» **Entries shown**
Issue #29455, opened 2020-07-21
[0.63.0][IOS] Modal onDismiss no longer working on IOS


raymochi:
## Description
On 0.62.2 onDismiss functions were called on modals being closed. After upgrading to 0.63.0, onDimiss functions are no longer called. This was working fine before upgrading from 62.2 to 63.

## Steps To Reproduce
Provide a detailed list of steps that reproduce the issue.

1. Import { Modal } from react-native
2. Add modal to render with a function passed into onDismiss property

## Expected Results
onDimiss function should be called

chrisglein:
Realize that 0.63 is new enough that you can't repro in a Snack, but it would help if you pointed to a Snack that shows this working pre-0.63.

andres-torres-marroquin:
@chrisglein I made an example using Expo SDK 38.0.0, which shows that the behavior is correct in RN 0.62 https://snack.expo.io/@srpoder/excited-cheese

Also the RN Documentation specifies that onDismiss should be available on RN 0.63 https://reactnative.dev/docs/modal#ondismiss

wincjh:
+1 onDismiss not called and not open second modal when i have closed fist modal and open second modal

diolegend:
Same issue, i upgraded to 0.63 and now when i set the modal visible to false, it don't invoke onDismiss, but when i close the modal of react native navigation, it surprisingly invoke onDismiss, but i don't need when i close the modal of react native navigation. But i need as usual, invoked when i set to false the visible of react native modal.

Steps:
1. Navigation.showModal https://wix.github.io/react-native-navigation/api/modal/#showmodal
2. showModal react native
3. closeModal react native (set to false visible)
4. No invoke onDismiss
5. Navigation.dismissAllModals()
6. Surprisingly run onDismiss of react native modal

kkoudev:
This fix in RN 0.62.1 doesn't seem to be in RN 0.63.
Is this the cause?
https://github.com/facebook/react-native/commit/27a3248a3b37410b5ee6dda421ae00fa485b525c

bitcrumb:
We're seeing the same behavior. The onDismiss callback is never called when hiding the modal. I can also confirm the behavior as explained by @diolegend.

imnotjames:
In case it helps - I cannot seem to get `onDismiss` to ever fire on the docs example expo snack using Android either.

MichaelKim39:
Both onDismiss and onHideModal not working for me, tried using the expo snack and also did not work

[...]

PR #29882, opened 2020-09-07
[iOS] Fix cannot working Modal's onDismiss.

kkoudev:
Fixes: #29455

## Summary

Modal's onDismiss is not called on iOS.
This issue occurred the commit https://github.com/facebook/react-native/commit/bd2b7d6c0366b5f19de56b71cb706a0af4b0be43 and was fixed the commit https://github.com/facebook/react-native/commit/27a3248a3b37410b5ee6dda421ae00fa485b525c.
However, the master and stable-0.63 branches do not have this modified commit applied to them.

## Changelog

[iOS] [Fixed] - Modal's onDismiss prop will now be called successfully.

## Test Plan

Tested on iOS with this change:

1. Set function Modal's onDismiss prop.
1. Set Modal's visible props is true. (show Modal)
1. Set Modal's visible props is false. (close Modal)
1. The set function in onDismiss is called.

### DIFF
--- a/Libraries/Modal/Modal.js
+++ b/Libraries/Modal/Modal.js
@@ -12,6 +12,9 @@
 
 const AppContainer = require('../ReactNative/AppContainer');
 const I18nManager = require('../ReactNative/I18nManager');
+import NativeEventEmitter from '../EventEmitter/NativeEventEmitter';
+import NativeModalManager from './NativeModalManager';
+const Platform = require('../Utilities/Platform');
 const React = require('react');
 const ScrollView = require('../Components/ScrollView/ScrollView');
 const StyleSheet = require('../StyleSheet/StyleSheet');
@@ -25,6 +28,11 @@ import type {RootTag} from '../ReactNative/RootTag';
 import type {DirectEventHandler} from '../Types/CodegenTypes';
 import {type EventSubscription} from '../vendor/emitter/EventEmitter';
 import RCTModalHostView from './RCTModalHostViewNativeComponent';
+
+const ModalEventEmitter =
+  Platform.OS === 'ios' && NativeModalManager != null
+    ? new NativeEventEmitter(NativeModalManager)
+    : null;
 
 /**
  * The Modal component is a simple way to present content above an enclosing view.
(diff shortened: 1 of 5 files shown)


imnotjames:
Just to understand - this more or less reverts the code that attempted to make this feature compatible with Android, right?

kkoudev:
@imnotjames Modal's onDismiss props is only support iOS.
Also RN Documentation specifies that onDismiss should be available on RN 0.63.
https://reactnative.dev/docs/modal#ondismiss

imnotjames:
Right - before the attempt to make it work with Android it was intended to be iOS only.  It looks like the documentation was never updated, so that's great.  Documentation is in line with this PR already :)

chj-damon:
can someone merge this pr quickly?

luco:
@shergin Merge this, please.

kelset:
hey folks - for what it's worth, I've surfaced this PR to the FB team and they are aware. But it seems that the problem is that they are struggling to have time to dedicate to this and other PRs :(

sammy-SC:
Hello @kkoudev,

thank you for the PR.

Is `onDismiss` function called if the modal is removed from React rather than using visible prop?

» **Task statement**
Beginning with the first line of the listing above, please write out every line exactly until you reach the line that contains "On 0.62.2 onDismiss", and include that one too.

» **Response to the task**
Issue #29455, opened 2020-07-21
[0.63.0][IOS] Modal onDismiss no longer working on IOS


raymochi:
## Description
On 0.62.2 onDismiss functions were called on modals being closed. After upgrading to 0.63.0, onDimiss functions are no longer called. This was working fine before upgrading from 62.2 to 63.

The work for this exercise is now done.